### SOURCE DATA
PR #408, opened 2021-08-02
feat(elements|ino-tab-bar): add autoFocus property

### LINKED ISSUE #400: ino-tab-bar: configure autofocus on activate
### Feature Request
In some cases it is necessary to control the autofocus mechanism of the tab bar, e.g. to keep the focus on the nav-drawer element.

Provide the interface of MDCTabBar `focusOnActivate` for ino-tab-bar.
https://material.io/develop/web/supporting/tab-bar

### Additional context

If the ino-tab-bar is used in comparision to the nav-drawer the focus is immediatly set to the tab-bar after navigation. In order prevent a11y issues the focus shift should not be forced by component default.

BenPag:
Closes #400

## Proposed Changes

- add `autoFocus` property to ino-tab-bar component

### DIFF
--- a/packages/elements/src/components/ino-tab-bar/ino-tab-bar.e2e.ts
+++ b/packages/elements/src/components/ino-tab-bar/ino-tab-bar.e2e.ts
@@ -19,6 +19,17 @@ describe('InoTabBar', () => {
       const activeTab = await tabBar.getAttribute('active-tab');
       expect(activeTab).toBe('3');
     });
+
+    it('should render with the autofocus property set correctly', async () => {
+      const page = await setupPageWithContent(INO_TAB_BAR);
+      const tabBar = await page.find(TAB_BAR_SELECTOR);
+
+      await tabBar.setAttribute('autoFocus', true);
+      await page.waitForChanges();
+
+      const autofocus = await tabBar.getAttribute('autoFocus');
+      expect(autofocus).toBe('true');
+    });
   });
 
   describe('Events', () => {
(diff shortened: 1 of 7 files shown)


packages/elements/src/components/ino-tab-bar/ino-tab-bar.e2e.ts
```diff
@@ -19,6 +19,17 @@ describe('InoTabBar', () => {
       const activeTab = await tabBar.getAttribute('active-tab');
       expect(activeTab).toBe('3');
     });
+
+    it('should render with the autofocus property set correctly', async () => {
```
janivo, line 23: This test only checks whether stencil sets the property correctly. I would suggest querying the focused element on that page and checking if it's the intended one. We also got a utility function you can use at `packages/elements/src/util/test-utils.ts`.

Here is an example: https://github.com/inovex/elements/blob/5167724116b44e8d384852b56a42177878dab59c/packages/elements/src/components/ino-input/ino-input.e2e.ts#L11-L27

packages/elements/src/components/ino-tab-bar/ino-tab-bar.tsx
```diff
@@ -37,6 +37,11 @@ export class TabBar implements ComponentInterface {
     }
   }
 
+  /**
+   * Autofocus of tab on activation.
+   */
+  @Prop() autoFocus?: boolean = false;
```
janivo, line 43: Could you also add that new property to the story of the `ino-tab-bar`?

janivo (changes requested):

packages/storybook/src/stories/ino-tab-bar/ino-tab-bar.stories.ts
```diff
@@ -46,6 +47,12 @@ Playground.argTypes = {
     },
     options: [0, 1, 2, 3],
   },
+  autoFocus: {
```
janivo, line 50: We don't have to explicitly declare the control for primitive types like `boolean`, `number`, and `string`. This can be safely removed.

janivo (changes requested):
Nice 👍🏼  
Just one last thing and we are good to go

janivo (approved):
######
### SOURCE DATA
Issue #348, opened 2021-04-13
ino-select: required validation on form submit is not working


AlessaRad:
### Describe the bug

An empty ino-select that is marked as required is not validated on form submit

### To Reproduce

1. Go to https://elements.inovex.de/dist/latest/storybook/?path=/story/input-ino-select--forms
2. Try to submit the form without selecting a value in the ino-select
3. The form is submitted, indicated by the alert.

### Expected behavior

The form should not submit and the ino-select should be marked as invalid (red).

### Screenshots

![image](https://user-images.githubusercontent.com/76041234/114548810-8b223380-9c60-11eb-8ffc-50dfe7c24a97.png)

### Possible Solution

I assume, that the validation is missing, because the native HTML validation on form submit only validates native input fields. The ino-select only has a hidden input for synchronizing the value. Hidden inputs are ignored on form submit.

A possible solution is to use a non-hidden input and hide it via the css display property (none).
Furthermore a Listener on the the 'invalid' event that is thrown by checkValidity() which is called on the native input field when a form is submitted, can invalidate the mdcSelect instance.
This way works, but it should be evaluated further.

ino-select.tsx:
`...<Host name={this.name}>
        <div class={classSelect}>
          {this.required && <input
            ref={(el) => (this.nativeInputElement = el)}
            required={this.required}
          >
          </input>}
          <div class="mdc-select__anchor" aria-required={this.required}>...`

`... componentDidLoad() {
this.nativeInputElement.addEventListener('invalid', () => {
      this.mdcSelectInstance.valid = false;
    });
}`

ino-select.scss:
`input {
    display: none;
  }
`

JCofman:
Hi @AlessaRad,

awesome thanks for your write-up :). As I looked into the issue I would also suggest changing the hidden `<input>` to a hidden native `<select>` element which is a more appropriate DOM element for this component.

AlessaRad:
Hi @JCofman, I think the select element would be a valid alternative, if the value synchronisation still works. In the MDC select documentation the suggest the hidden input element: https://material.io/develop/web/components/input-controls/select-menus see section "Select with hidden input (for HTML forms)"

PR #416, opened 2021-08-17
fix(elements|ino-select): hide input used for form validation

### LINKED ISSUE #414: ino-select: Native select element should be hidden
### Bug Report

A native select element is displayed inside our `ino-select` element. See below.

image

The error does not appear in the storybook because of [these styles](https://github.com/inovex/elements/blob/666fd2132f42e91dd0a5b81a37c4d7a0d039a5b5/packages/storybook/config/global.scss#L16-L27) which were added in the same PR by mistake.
######
### SOURCE DATA
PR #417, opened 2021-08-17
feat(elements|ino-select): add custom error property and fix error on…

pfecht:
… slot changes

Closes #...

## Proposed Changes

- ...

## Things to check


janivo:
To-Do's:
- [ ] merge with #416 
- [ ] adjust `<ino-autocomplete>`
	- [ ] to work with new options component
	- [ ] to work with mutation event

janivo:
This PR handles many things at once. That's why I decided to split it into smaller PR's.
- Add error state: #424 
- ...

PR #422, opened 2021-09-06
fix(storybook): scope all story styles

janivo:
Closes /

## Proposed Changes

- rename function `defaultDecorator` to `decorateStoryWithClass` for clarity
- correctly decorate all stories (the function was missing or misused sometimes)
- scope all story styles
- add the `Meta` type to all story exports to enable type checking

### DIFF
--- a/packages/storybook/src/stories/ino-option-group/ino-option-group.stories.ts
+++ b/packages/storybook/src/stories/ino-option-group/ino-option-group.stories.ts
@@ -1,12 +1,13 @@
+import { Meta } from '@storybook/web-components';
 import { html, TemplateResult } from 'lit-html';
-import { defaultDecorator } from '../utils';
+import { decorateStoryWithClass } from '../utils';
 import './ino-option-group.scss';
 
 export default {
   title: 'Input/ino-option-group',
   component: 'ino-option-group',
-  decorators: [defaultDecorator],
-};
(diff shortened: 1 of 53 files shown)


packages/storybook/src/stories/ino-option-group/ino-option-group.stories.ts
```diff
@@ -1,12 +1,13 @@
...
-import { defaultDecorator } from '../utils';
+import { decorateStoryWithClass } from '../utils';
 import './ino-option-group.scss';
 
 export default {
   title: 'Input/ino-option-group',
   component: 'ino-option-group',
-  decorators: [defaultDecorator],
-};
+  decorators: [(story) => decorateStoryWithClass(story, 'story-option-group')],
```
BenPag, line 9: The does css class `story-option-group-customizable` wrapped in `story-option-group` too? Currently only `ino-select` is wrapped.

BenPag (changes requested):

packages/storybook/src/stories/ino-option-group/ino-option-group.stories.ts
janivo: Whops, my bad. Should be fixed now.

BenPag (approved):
######
- **REQUIREMENT**: Look above for the line with "3. The form" and the line with "Furthermore a Listener"; transcribe both and all lines in between, exactly, and nothing else.

- **OUTPUT BELOW**:
3. The form is submitted, indicated by the alert.

### Expected behavior

The form should not submit and the ino-select should be marked as invalid (red).

### Screenshots

![image](https://user-images.githubusercontent.com/76041234/114548810-8b223380-9c60-11eb-8ffc-50dfe7c24a97.png)

### Possible Solution

I assume, that the validation is missing, because the native HTML validation on form submit only validates native input fields. The ino-select only has a hidden input for synchronizing the value. Hidden inputs are ignored on form submit.

A possible solution is to use a non-hidden input and hide it via the css display property (none).
Furthermore a Listener on the the 'invalid' event that is thrown by checkValidity() which is called on the native input field when a form is submitted, can invalidate the mdcSelect instance.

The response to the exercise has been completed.